(Task description)
From the data below, give the number of lines holding the word "support", with nothing else added.

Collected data

-- -- --

PR #216, opened 2016-06-19
Update QUnit to version 2.0.0

FagnerMartinsBrack:
For some reason the build on IE started failing in Sauce Labs after https://github.com/js-cookie/js-cookie/commit/337419f7366264c2c9bc34ec6f69d9fd434ceb35, need to investigate.

See https://travis-ci.org/js-cookie/js-cookie/builds/138708313#L1035-L1056

### DIFF
--- a/package.json
+++ b/package.json
@@ -38,7 +38,7 @@
     "grunt-jscs": "3.0.0",
     "grunt-saucelabs": "8.6.2",
     "gzip-js": "0.3.2",
-    "qunitjs": "1.23.1",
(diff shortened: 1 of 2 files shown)


FagnerMartinsBrack:
QUnit 2.0.0 removed support for IE 6, 7 and 8. They just [forgot to update the docs](https://github.com/jquery/qunit/issues/1012#issuecomment-228563812).

Since the effort for our support is still trivial for ie 6, 7 and 8, we will be using QUnit v1 for some time.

-- -- --

(Expected answer)
2